→ **PROBLEM REQUIREMENTS**
Scan the records and identify every line in which the string "working" occurs, then return those lines.

→ **DATA SHOWN**
- Opening Delimiter -

Issue #528, opened 2025-01-09
Secrets redaction response not working for Copilot in v0.1.5


danbarr:
### Describe the issue

Starting in v0.1.5, the secrets redaction message "CodeGate prevented X secrets from being leaked" message is not inserted into explain/chat responses anymore, and encrypted secrets in the response are not decrypted as expected. They are still detected/encrypted on the way out.

This is only affecting Copilot. Using Continue, the message is added as expected.

Revered to v0.1.4 and it's working as expected, and I can reproduce reliably on v0.1.5.

v0.1.5:
<img width="770" alt="Image" src="https://github.com/user-attachments/assets/c492716f-77f5-4ceb-9926-9f6c263bb93e" />

v0.1.4, expected response:
<img width="770" alt="Image" src="https://github.com/user-attachments/assets/02e849ce-fd0f-430b-ab3a-5386bf19b577" />

### Steps to Reproduce

With CodeGate v0.1.5, use Copilot Explain or Chat with the conf.ini file from the codegate-demonstration repo.

### Operating System

MacOS (Arm)

### IDE and Version

VS Code 1.96.2

### Extension and Version

GitHub Copilot 1.256.0

### Provider

GitHub Copilot

### Model

GPT-4

PR #547, opened 2025-01-10
Fix pipeline handling in the copilot provider

jhrozek:
- **Create the pipeline sensitive context when creating a pipeline instance, not on every processing**
- **Create pipeline instance when creating the SequentialPipelineProcessor not for every process**
- **Create the pipelines only once in the copilot provider**
- **test me: is this needed**

Fixes: #528

### DIFF
--- a/src/codegate/pipeline/base.py
+++ b/src/codegate/pipeline/base.py
@@ -340,8 +340,9 @@ class SequentialPipelineProcessor:
         self.pipeline_steps = pipeline_steps
         self.secret_manager = secret_manager
         self.is_fim = is_fim
+        self.instance = self._create_instance()
 
-    def create_instance(self) -> InputPipelineInstance:
+    def _create_instance(self) -> InputPipelineInstance:
         """Create a new pipeline instance for processing a request"""
         return InputPipelineInstance(self.pipeline_steps, self.secret_manager, self.is_fim)
 
@@ -356,7 +357,6 @@ class SequentialPipelineProcessor:
         is_copilot: bool = False,
     ) -> PipelineResult:
         """Create a new pipeline instance and process the request"""
-        instance = self.create_instance()
-        return await instance.process_request(
+        return await self.instance.process_request(
             request, provider, model, api_key, api_base, extra_headers, is_copilot
         )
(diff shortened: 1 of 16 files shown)


src/codegate/pipeline/base.py
```diff
@@ -275,6 +275,13 @@ def __init__(
         self.secret_manager = secret_manager
         self.is_fim = is_fim
         self.context = PipelineContext()
+
+        # we create the sesitive context here so that it is not shared between individual requests
+        # TODO: could we get away with just generating the session ID for an instance?
```
ptelang, line 280: Assuming each request has exactly one instance of the pipeline and each pipeline has one instance of PipelineSensitiveData, the session ID can be generated for the pipeline instance and used in PipelineSensitiveData.

src/codegate/providers/copilot/provider.py
```diff
@@ -150,8 +150,16 @@ def __init__(self, loop: asyncio.AbstractEventLoop):
         self.cert_manager = TLSCertDomainManager(self.ca)
         self._closing = False
         self.pipeline_factory = PipelineFactory(SecretsManager())
+        self.input_pipeline: Optional[CopilotPipeline] = None
+        self.fim_pipeline: Optional[CopilotPipeline] = None
+        # the context as provided by the pipeline
         self.context_tracking: Optional[PipelineContext] = None
 
+    def _ensure_pipelines(self):
+        if not self.input_pipeline or not self.fim_pipeline:
```
ptelang, line 159: Do we need to instantiate both the pipelines here, or can we just create one conditionally based on if the request is chat or fim?

src/codegate/providers/copilot/provider.py
```diff
@@ -288,6 +295,8 @@ async def _forward_data_through_pipeline(self, data: bytes) -> Union[HttpRequest
             http_request.headers,
             http_request.body,
         )
+        # TODO: it's weird that we're overwriting the context. Should we set the context once? Maybe when
+        # creating the pipeline instance?
```
ptelang, line 299: yes, that makes sense.

jhrozek:
No longer a draft and can be tested/reviewed, but only now did I notice @ptelang 's comments (sorry I was focused on getting the damn thing working first).
I'll fix them first thing in the morning.

src/codegate/providers/copilot/provider.py
jhrozek: we could, I'll add that to the issue I'll open

lukehinds (approved):

lukehinds (approved):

- Closing Delimiter -

→ **EXERCISE ANSWER**
Secrets redaction response not working for Copilot in v0.1.5
Revered to v0.1.4 and it's working as expected, and I can reproduce reliably on v0.1.5.
No longer a draft and can be tested/reviewed, but only now did I notice @ptelang 's comments (sorry I was focused on getting the damn thing working first).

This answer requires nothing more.